After bulk loading the RDF files into bulk/out/0 we can serve that graph by running
./dgraph.serve.sh bulk
Ten users (User), their logins (ComputerLogin) and destinations of AuthEvents from those logins:
{
user(func: eq(<dgraph.type>, "User"), first: 10) {
uid
id
login
domain
logins: ~user {
uid
computer { uid id }
logsOnto: ~sourceComputerUser @filter(eq(<dgraph.type>, "AuthEvent")) {
destinationComputerUser {
uid
computer { uid id }
user { uid id }
}
}
}
}
}
The Spark application CsrDgraphSparkApp lets you customize the RDF generation part of this pipeline.
The input files are not particularly Spark-friendly. With doParquet = true they will be converted into
Parquet files on the first run and used from then on. The originial .txt files can then be deleted.
// convert the input files to parquet on the first run, original .txt files can be deleted then
// parquet is compressed but can be read in a scalable way, other than original .txt.gz files
val doParquet = true
User ids are split on the @ characters. If your dataset uses a different separator between login and domain, set this here:
// user ids are split on this pattern to extract login and domain
val userIdSplitPattern = "@"
The Spark application prints some statistics of the dataset. Computing these is expensive and only needed once. You should run this at least once to see if assumption of the code hold for the particular dataset.

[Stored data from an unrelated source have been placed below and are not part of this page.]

PR #3789, opened 2025-07-11
Fix, simplify and ignore PSRAM doc example

bugadani:
These examples failed to compile, so I've taken the opportunity to rewrite them to use the `esp_alloc::psram_allocator` macro. Since esp_alloc is not available in doc tests, the examples are now ignored.


MabezDev (approved):
Thanks!

PR #3798, opened 2025-07-15
Clean up

bugadani:
This PR cleans up some uses of `unsafe`, and simplifies interrupt handling by removing the level of the unhandled interrupt from `EspDefaultHandler`.

### DIFF
--- a/esp-hal/CHANGELOG.md
+++ b/esp-hal/CHANGELOG.md
@@ -37,6 +37,7 @@ and this project adheres to [Semantic Versioning](https://semver.org/spec/v2.0.0
 - Changed the various `ConfigError` variant names to use a consistent word order. (#3782)
 - Adjusted ESP32-S2 deep-sleep to hibernate for the Ext1WakeupSource (#3785)
 - Libraries depending on esp-hal should now disable default features, so that only the final binary crate enables the `rt` feature (#3706)
+- Changed `interrupt::RESERVED_INTERRUPTS` from `&[usize]` to `&[u32]` (#3798)
 
 ### Fixed
 


esp-hal/src/interrupt/mod.rs
```diff
@@ -86,22 +86,19 @@ pub mod software;
 
 #[cfg(feature = "rt")]
 #[unsafe(no_mangle)]
-extern "C" fn EspDefaultHandler(_interrupt: crate::peripherals::Interrupt) {
-    panic!("Unhandled interrupt: {:?}", _interrupt);
+extern "C" fn EspDefaultHandler() {
+    panic!("Unhandled interrupt");
```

// prints statistics of the dataset, this is expensive so only really needed once
// this is particularly faster with parquet input files (see doParquet)
val doStatistics = false
The RDF files will be a multiple in size of the input files. Compressing them saves disk space at the extra cost of CPU.
// written RDF files will be compressed if true
val compressRdf = true
Some input files are known to have duplicate rows. These are duplicated by the Spark application by adding
an optional occurrences predicate to those events that occur multiple times in the input files.

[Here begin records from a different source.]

PR #3799, opened 2025-07-15
Ensure the plan phase accounts for perma-unstable packages

MabezDev:
The idea here is the the plan should _never_ suggest bumping these perma unstable packages (we may however wish to bump a package manually ourselves in the future). So instread of extracting into a function and checking twice, we're now only checking (and normalizing) in the planning phase.

### DIFF
--- a/xtask/src/commands/release/plan.rs
+++ b/xtask/src/commands/release/plan.rs
@@ -120,6 +120,20 @@ pub fn plan(workspace: &Path, args: PlanArgs) -> Result<()> {
             } else {
                 ReleaseType::Minor
             };
+
+            // Special case: some packages are perma-unstable, meaning they won't ever have a stable
+            // release. For these packages, we always use a patch release.
+            let amount = match package {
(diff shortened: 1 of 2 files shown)


xtask/src/commands/release/plan.rs
```diff
@@ -120,6 +120,23 @@ pub fn plan(workspace: &Path, args: PlanArgs) -> Result<()> {
             } else {
                 ReleaseType::Minor
             };
+
+            // Special case: some packages are perma-unstable, meaning they won't ever have a stable
+            // release. For these packages, we always use a patch release.
+            let amount = match package {
+                Package::EspRomSys => {
+                    if amount != ReleaseType::Patch {
```
bugadani:
```suggestion
                Package::EspRomSys if amount != ReleaseType::Patch => {
```

You can collapse things a bit more.

bugadani (approved):
With a bit of code style nit, lgtm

Computing these extra predicates is expensive and only needs to be done for files when duplicate rows are known to exist.

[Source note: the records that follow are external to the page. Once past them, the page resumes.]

PR #3803, opened 2025-07-15
xtask: allow manually creating the PR

MabezDev:


bugadani (approved):

AnthonyGrondin:
Considering that Github's API for creating a pull request [supports a body length up to 65,536 characters](https://github.com/orgs/community/discussions/27190), it would be nice to allow passing a new ENV var, that represents a user token, and if a value is supplied, it does an API call instead of doing a GET request to open a PR.

Reference:
https://docs.github.com/en/rest/pulls/pulls?apiVersion=2022-11-28#create-a-pull-request

PR #3812, opened 2025-07-17
Use metadata to define LP peripheral FIFO sizes

### LINKED ISSUE #3810: Wrong fifo size for lp uart
## Bug description

Here https://github.com/esp-rs/esp-hal/blob/eea0446e77161cc2bea93c08803f5564a3685f76/esp-lp-hal/src/uart.rs#L39 it's 128 but [here](https://www.espressif.com/sites/default/files/documentation/esp32-c6_technical_reference_manual_en.pdf) on page 733 it's stated as 32, which was confirmed by trying to read more bytes at a time without any additional buffering

Image

## Environment

- Target device: esp32c6
- Crate name and version: esp-lp-hal commit hash `496aeb864bd020f4b79cd5848eb0cc422c188bdd`

bugadani:
Fixes #3810


MabezDev (approved):
Thanks!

The statistics provide such information for all input files.
// tables with duplicate rows need to be de-duplicated
// deduplication is expensive, so only set to true if there are duplicate rows
// you can set doStatistics = true to find out
val deduplicateAuth = false
val deduplicateProc = false
val deduplicateFlow = true
val deduplicateDns = false
val deduplicateRed = true
In uk/co/gresearch/dgraph/lanl/package.scala you can switch from int time
to proper Dgraph datetime timestamps.
Instead of
def timeLiteral(time: Int): String = literal(time, integerType)use this timeLiteral implementation:
def timeLiteral(time: Int): String =
literal(Instant.ofEpochSecond(time).atOffset(ZoneOffset.UTC).toString, datetimeType)Here you could also offset the int time to any time epoch other than 1970-01-01.
Switching to datetime timestamps requires you to also modify the dgraph.schema.rdf. Instead of
<time>: int @index(int) .
<start>: int @index(int) .
<end>: int @index(int) .
you should now use
<time>: dateTime @index(hour) .
<start>: dateTime @index(hour) .
<end>: dateTime @index(hour) .
All this allows you to benefit from datetime indices rather than integer index.